— WORK INSTRUCTIONS —
Every line of the entries below from the one containing "-151,6 +159,10 @@" to the one containing "robertknight, line 35: We", both ends included, must be written out exactly. No other line belongs in the answer.

START SUPPLIED RECORDS

PR #696, opened 2021-10-28
Move settings data into the main extension bundle

robertknight:
The settings data for the extension is currently loaded into the background page as a separate `settings-data.js` script before the main extension bundle. In Manifest V3 the background code runs in a Service Worker which has to be specified as a single JS script ( although it can be an ES module which imports other scripts).

To expose the settings to the background app in a way which works in both Manifest V2 and Manifest V3, this PR incorporates them directly into the main bundle. This works as follows:

 1. make runs `tools/settings.js` to generate `build/settings.json` based on
    the input specified via `SETTINGS_FILE=<path>`.

 2. `src/background/settings.js` now imports `build/settings.json` directly,
    using Rollup's JSON plugin to translate it to an ES module.
    
----

**Testing:**

Aside from checking that the extension builds and runs as usual, run `make build SETTINGS_FILE=settings/<filename>` for different files in the `settings/` directory and check that the values from the input file appear in the extension bundle. Search for `var oauthClientId` in `build/extension.bundle.js` to find the embedded settings.


rollup-tests.config.js
```diff
@@ -15,6 +16,14 @@ export default {
   },
   treeshake: false, // Disabled for build performance
   plugins: [
+    alias({
+      entries: [
+        {
+          find: '../../build/settings.json',
+          replacement: '../../tests/settings.json',
```
robertknight, line 23: In tests the `settings.json` import is re-pointed at a static `settings.json` file in the `tests/` dir.

src/background/settings.js
```diff
@@ -4,9 +4,13 @@
  * @typedef Settings
  * @prop {string} apiUrl
  * @prop {string} buildType
+ * @prop {{ dsn: string, release: string}} [raven]
```
esanzgar, line 7:
```suggestion
 * @prop {{dsn: string, release: string}} [raven]
```

src/background/settings.js
```diff
@@ -4,9 +4,13 @@
...
  * @prop {string} serviceUrl
  */
 
+// @ts-ignore - Ignore missing module if file has not been generated.
```
esanzgar, line 11: The JSON file is always present. The reason that this raise a warning is that TS doesn't understand importing JSON by default. It can be unable with:

```
"resolveJsonModule": true
```

I think it is worth considering adding this option.

One nice thing about that is that the types are defined automatically:

Screenshot 2021-11-04 at 13 19 29

src/background/settings.js
```diff
@@ -23,4 +27,4 @@ function normalizeSettings(settings) {
 /**
  * Returns the configuration object for the Chrome extension
  */
-export default normalizeSettings(/** @type {any} */ (window).EXTENSION_CONFIG);
+export default normalizeSettings(settings);
```
esanzgar, line 30: Interestingly, this could be one liner: `export default { ...settings, apiUrl: settings.apiUrl.replace(/\/$/, '') };`

esanzgar (approved):
This is much nicer, thank you very much!

src/background/index.js
```diff
@@ -1,10 +1,8 @@
 import * as raven from './raven';
-
-// @ts-expect-error - `EXTENSION_CONFIG` is missing from types
-if (window.EXTENSION_CONFIG.raven) {
-  // @ts-expect-error - `EXTENSION_CONFIG` is missing from types
-  raven.init(window.EXTENSION_CONFIG.raven);
-}
-
+import settings from './settings';
```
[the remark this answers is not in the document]
robertknight: This is true, although you have to be careful here since some of the imports have side effects so order may matter. In this case it was simple to rework the imports so that none of them have side effects, which allows them to be ordered as normal.

src/background/settings.js
robertknight: > The JSON file is always present. 

That's not true if the build hasn't run yet.

Thanks for the tip about `resolveJsonModule`. I have enabled it and modified the `make lint` command so it has a dependency on `build/settings.json` and also added a note for developers about why the file may see an error in their editor.

src/background/settings.js
robertknight: Indeed. I've made this change with one slight modification - the object needs to be cast to the `Settings` type to avoid errors in other modules about optional settings which happen not to exist in whatever settings file you most recently used.

PR #697, opened 2021-10-28
Remove remaining references to `window` global

robertknight:
In preparation for the Manifest V3 migration, remove remaining explicit
references to the `window` global.

 - Remove unused `browser-name.js` module
 - Replace `window` reference with `globalThis` in raven.js. The
   extension's crash reporting is due for an overhaul as raven-js is now
   obsolete, but this is a minimal change.

There is a remaining use of `localStorage` that will need to be replaced, but that will be done separately.


src/background/raven.js
```diff
@@ -115,7 +115,7 @@ export function report(error, when, context) {
  * automatically, in which case this code can simply be removed.
  */
 function installUnhandledPromiseErrorHandler() {
-  window.addEventListener('unhandledrejection', function (event) {
+  globalThis.addEventListener('unhandledrejection', function (event) {
```
robertknight, line 118: To recap, `globalThis` refers to `window` in a regular web page, but whatever the "global object" is in other environments. In Manifest V3, this will be a Service Worker.

lyzadanger (approved):
Coolio.

PR #705, opened 2021-11-04
Correct regex pattern in the replace

esanzgar:
I believe the intention is to strip out the last `/` character, if any
(as the comment say).


robertknight (approved):
LGTM 🤦‍♂️

PR #776, opened 2022-01-26
Remove `websocketUrl` setting

robertknight:
The client now obtains this URL from the `/api/links` endpoint.  See https://github.com/hypothesis/h/pull/7254 and
https://github.com/hypothesis/client/pull/4148.

This should not be merged until https://github.com/hypothesis/client/pull/4148 is deployed. (_Update: This is now done._)


lyzadanger (approved):
This is a good direction. Yay!

PR #797, opened 2022-02-15
Disable extension on LMS assignments

esanzgar:
LMS assignments can be opened on a new window. When that option is used
the URL of the window has an origin `[*]lms.hypothesis.is`.

image

If the the document's URL matches `[*]lms.hypothes.is` we disable the
browser extension and show a warning message (on second click).

Screenshot 2022-02-14 at 17 22 18

Closes https://github.com/hypothesis/product-backlog/issues/1310

### DIFF
--- a/src/background/errors.js
+++ b/src/background/errors.js
@@ -32,6 +32,8 @@ const IGNORED_ERRORS = [
   // Attempts to access pages for which Chrome does not allow scripting
   /Cannot access contents of.*/,
   /The extensions gallery cannot be scripted/,
+  // The extension is blocked on LMSs
+  /Hypothesis extension can't be used on learning platform assignments/,
 ];
 
 /**
--- a/src/background/sidebar-injector.js
+++ b/src/background/sidebar-injector.js
@@ -2,6 +2,7 @@ import { chromeAPI, executeFunction, executeScript } from './chrome-api';
 import { detectContentType } from './detect-content-type';
 import {
   AlreadyInjectedError,
+  BlockedSiteError,
   LocalFileError,
   NoFileAccessError,
   RestrictedProtocolError,
@@ -10,6 +11,7 @@ import {
 const CONTENT_TYPE_HTML = 'HTML';
 const CONTENT_TYPE_PDF = 'PDF';
 const CONTENT_TYPE_VITALSOURCE = 'VITALSOURCE';
+const CONTENT_TYPE_LMS = 'LMS';
 
 /**
  * @param {object} config
@@ -143,6 +145,12 @@ export function SidebarInjector() {
     return url.startsWith('https://bookshelf.vitalsource.com/');
   }
 
+  /** @param {string} url */
+  function isLMSAssignmentURL(url) {
+    const { origin } = new URL(url);
+    return origin.includes('lms.hypothes.is');
+  }
+
   /** @param {Tab} tab */
   async function detectTabContentType(tab) {
     if (isPDFViewerURL(tab.url)) {
@@ -151,6 +159,10 @@ export function SidebarInjector() {
 
     if (isVitalSourceURL(tab.url)) {
       return CONTENT_TYPE_VITALSOURCE;
+    }
+
+    if (isLMSAssignmentURL(tab.url)) {
+      return CONTENT_TYPE_LMS;
     }
 
     const canInject = await canInjectScript(tab.url);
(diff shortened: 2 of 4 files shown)


src/background/errors.js
```diff
@@ -32,6 +32,8 @@ const IGNORED_ERRORS = [
   // Attempts to access pages for which Chrome does not allow scripting
   /Cannot access contents of.*/,
   /The extensions gallery cannot be scripted/,
+  // The extension is blocked on LMSs
```
robertknight, line 35: We need to be clear that the extension is only disabled in Hypothesis LMS assignments to avoid confusion for students and teachers between the extension and the embedded Hypothesis instance. The user can still use the extension on other pages hosted in the LMS itself.

src/background/sidebar-injector.js
```diff
@@ -143,6 +145,12 @@ export function SidebarInjector() {
     return url.startsWith('https://bookshelf.vitalsource.com/');
   }
 
+  /** @param {string} url */
+  function isLMSAssignmentURL(url) {
+    const { origin } = new URL(url);
+    return origin.includes('lms.hypothes.is');
```
robertknight, line 151: This won't work for the Canada LMS, whose URL is `lms.ca.hypothes.is`. I would suggest to do something like:

1. Check that the TLD is `hypothes.is` (ie. host ends with `.hypothes.is`)
2. Check for the token `lms` in the subdomains (eg. by tokenizing into alphanumeric tokens)

src/background/sidebar-injector.js
```diff
@@ -239,6 +251,10 @@ export function SidebarInjector() {
       await injectIntoPDF(tab);
     } else if (type === CONTENT_TYPE_VITALSOURCE) {
       await injectIntoVitalSourceReader(tab, config);
+    } else if (type === CONTENT_TYPE_LMS) {
+      throw new BlockedSiteError(
+        "Hypothesis extension can't be used on learning platform assignments"
```
robertknight, line 256:
```suggestion
        "Hypothesis extension can't be used on Hypothesis LMS assignments"
```

We need to be clear that this is specifically about Hypothesis LMS assignments. The user might not know what "LMS" means, but we do use the term extensively in our docs so it is easy to search for. Searching Google for "Hypothesis LMS" turns up https://web.hypothes.is/education/lms/.

src/background/sidebar-injector.js
esanzgar, line 151: If via in the LMS context changes URL, we will need to change this.

robertknight (changes requested):
My original idea was that the extension would just be deactivated rather than blocked entirely on LMS assignments. However I think disabling the extension entirely will work just as well. I see two issues that need to be resolved:

1. The domain check won't work for Canada's LMS environment
2. Code comments and error messages shown to the user need to make it clear that only Hypothesis LMS assignments are blocked. The user can still use the extension elsewhere on the LMS platform. For example there might be course notes they would want to annotate.

src/background/sidebar-injector.js
```diff
@@ -239,6 +251,10 @@ export function SidebarInjector() {
       await injectIntoPDF(tab);
     } else if (type === CONTENT_TYPE_VITALSOURCE) {
       await injectIntoVitalSourceReader(tab, config);
+    } else if (type === CONTENT_TYPE_LMS) {
+      throw new BlockedSiteError(
```
robertknight, line 255: Can you add a comment here to indicate why this site is blocked, as it might not be obvious to future developers.

esanzgar:
I included your suggestion on a second commit. Please, let me know if you are happy with the changes.

src/background/sidebar-injector.js
```diff
@@ -143,6 +145,12 @@ export function SidebarInjector() {
     return url.startsWith('https://bookshelf.vitalsource.com/');
   }
 
+  /** @param {string} url */
+  function isLMSAssignmentURL(url) {
+    const { origin } = new URL(url);
+    return origin.includes('hypothes.is');
```
robertknight, line 151: This will match _any_ site hosted on the `hypothes.is` domain or subdomains! I was thinking of something like:

```js
// Matches origins like `lms.hypothes.is`, `qa-lms.hypothes.is`, `lms.ca.hypothes.is`.
origin.match(/\blms\b/) && origin.endsWith('.hypothes.is')
```

robertknight (changes requested):
The exception wording change looks good. The revised origin match is too broad though. See suggestion for what I had in mind.

src/background/sidebar-injector.js
esanzgar: What do you think to do it on a single regex? `/\blms\b\.*\.hypothes\.is$/.test(origin)`

robertknight (approved):
LGTM. I leave it up to you whether to change to a single regex or leave as-is.

Issue #706, opened 2018-02-26
http: serving "abc/" as "abc/index.html"


jcw:
Mosquitto could be the single-tool solution for (quasi-) serverless applications, i.e. rich JavaScript applications (React, Angular, etc) which load from a 100% static web server, and then do all their dynamic work through WebSockets and MQTT. I think there's just one _tiny_ enhancement missing.

Right now, if I understand correctly, Mosquito can serve through a websocket, and it can server static files over http. Unfortunately, the default mode for React apps (and tools such as Gatsby) is to use sanitised URLS, i.e. "http://.../abc/" instead of "http://.../abc/index.html" or ""http://.../abc.html".

This leads to errors here: https://github.com/eclipse/mosquitto/blob/master/src/websockets.c#L519

Would it be possible to add logic to look for the `index.html` file if a directory path is encountered? I can probably create a pull request for such an enhancement, but my question is really: would there be any interest to add something like this to the official repo, if the change is reviewed and found to properly address this issue?

ralight:
Yes, that sounds like a sensible suggestion, thanks for bringing it up.

ralight:
I've just pushed a commit to the develop branch that should fix this, would you be able to test it out?

PR #791, opened 2018-04-20
 Fix: To correct #706 with Linux/Windows support stat.h

Tifaifai:
In the commit following issue #706, filestat.st_mode protection was missing for Linux or Windows compilation support. We also cast the use of realpath function to prevent two warnings.


Tifaifai:
As you want but we have need this patch for compilation on RPi. We have tested on Raspberry Pi3 / Arm Arch. You can compare with this link https://github.com/eclipse/mosquitto/commit/9ea0d38002da0c2f0956243c21eb7dfd6e5d490e#diff-849b82dfc54d09a3b7c5dca6778c79c8L520

Maybe a problem with our compilation toolchain but we don't access in /usr/include/arm-linux-gnueabihf/bits/stat.h directory. This patch resolv our problem.

karlp:
I'm with ral, this looks like you're toolchain is busted or not installed properly.

ralight:
If this fixes the build for you, could you explain what error you actually get without it? I have no problems building on a Raspberry Pi 1.

Tifaifai:
With Raspberry Pi3 / Latest Raspbian Light and **Without this patch** : 
```
pi@Tifaifai-pi2:~/i2c $ make -j 4
net_mosq.c:446:12: warning: ‘net__init_ssl_ctx’ defined but not used [-Wunused-function]
 static int net__init_ssl_ctx(struct mosquitto *mosq)
            ^~~~~~~~~~~~~~~~~
../lib/net_mosq.c:446:12: warning: ‘net__init_ssl_ctx’ defined but not used [-Wunused-function]
 static int net__init_ssl_ctx(struct mosquitto *mosq)
            ^~~~~~~~~~~~~~~~~
security_default.c:709:12: warning: ‘mosquitto__memcmp_const’ defined but not used [-Wunused-function]
 static int mosquitto__memcmp_const(const void *a, const void *b, size_t len)
            ^~~~~~~~~~~~~~~~~~~~~~~
websockets.c: In function ‘http__canonical_filename’:
websockets.c:444:23: warning: implicit declaration of function ‘realpath’ [-Wimplicit-function-declaration]
  filename_canonical = realpath(filename, NULL);
                       ^~~~~~~~
websockets.c:444:21: warning: assignment makes pointer from integer without a cast [-Wint-conversion]
  filename_canonical = realpath(filename, NULL);
                     ^
websockets.c: In function ‘callback_http’:
websockets.c:531:13: warning: implicit declaration of function ‘fileno’ [-Wimplicit-function-declaration]
    if(fstat(fileno(u->fptr), &filestat) < 0){
             ^~~~~~

websockets.c:540:27: error: ‘S_IFDIR’ undeclared (first use in this function)
    if((filestat.st_mode & S_IFDIR) == S_IFDIR){
                           ^~~~~~~
websockets.c:540:27: note: each undeclared identifier is reported only once for each function it appears in
websockets.c:552:27: error: ‘S_IFREG’ undeclared (first use in this function)
    if((filestat.st_mode & S_IFREG) != S_IFREG){
                           ^~~~~~~

websockets.c: In function ‘mosq_websockets_init’:
websockets.c:703:18: warning: assignment makes pointer from integer without a cast [-Wint-conversion]
   user->http_dir = realpath(listener->http_dir, NULL);
                  ^
make[1]: *** [websockets.o] Erreur 1
```

karlp:
is this perhaps jsut something that isn't being included because it often gets included implicitily via another header?  are you building mosquitto with ssl but websockets without?  what toolchain?

Tifaifai:
For this test, mosquitto is compile without ssl and libwebsockets without ssl.
Compilation on Raspberry Pi3 with classic tools (libc6-dev, g++, cmake, uuid-dev, build-essential)

ralight:
I believe this should be fixed for you now. Could you please confirm on the latest develop branch changes.

Tifaifai:
Solution : you can replace _BSD_SOURCE by _GNU_SOURCE.

From the Linux man page on [feature test macros](http://man7.org/linux/man-pages/man7/feature_test_macros.7.html):
```
Since glibc 2.19, defining _GNU_SOURCE also has the effect of implicitly defining
_DEFAULT_SOURCE. In glibc versions before 2.20, defining _GNU_SOURCE also 
had the effect of implicitly defining _BSD_SOURCE and _SVID_SOURCE.
```
It's OK for me ;)

Issue #763, opened 2018-04-03
Publish actual version to docker hub


nixikanius:
As I see in [releases page](https://github.com/eclipse/mosquitto/releases) current actual version of the mosquitto is **1.4.15**. But the latest published version of the mosquitto at [docker hub](https://hub.docker.com/r/library/eclipse-mosquitto/tags/) is **1.4.12**, which is almost 1 year old.

I have one problem with persistence functionality and want to check the mosquitto at last version using docker. Please push the actual version of the mosquitto to docker hub.

Thanks.

chriswue:
Looks like 1.5 should be on there soon as well: https://github.com/docker-library/official-images/pull/4987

END SUPPLIED RECORDS

— RESPONSE —
@@ -151,6 +159,10 @@ export function SidebarInjector() {
 
     if (isVitalSourceURL(tab.url)) {
       return CONTENT_TYPE_VITALSOURCE;
+    }
+
+    if (isLMSAssignmentURL(tab.url)) {
+      return CONTENT_TYPE_LMS;
     }
 
     const canInject = await canInjectScript(tab.url);
(diff shortened: 2 of 4 files shown)


src/background/errors.js
```diff
@@ -32,6 +32,8 @@ const IGNORED_ERRORS = [
   // Attempts to access pages for which Chrome does not allow scripting
   /Cannot access contents of.*/,
   /The extensions gallery cannot be scripted/,
+  // The extension is blocked on LMSs
```
robertknight, line 35: We need to be clear that the extension is only disabled in Hypothesis LMS assignments to avoid confusion for students and teachers between the extension and the embedded Hypothesis instance. The user can still use the extension on other pages hosted in the LMS itself.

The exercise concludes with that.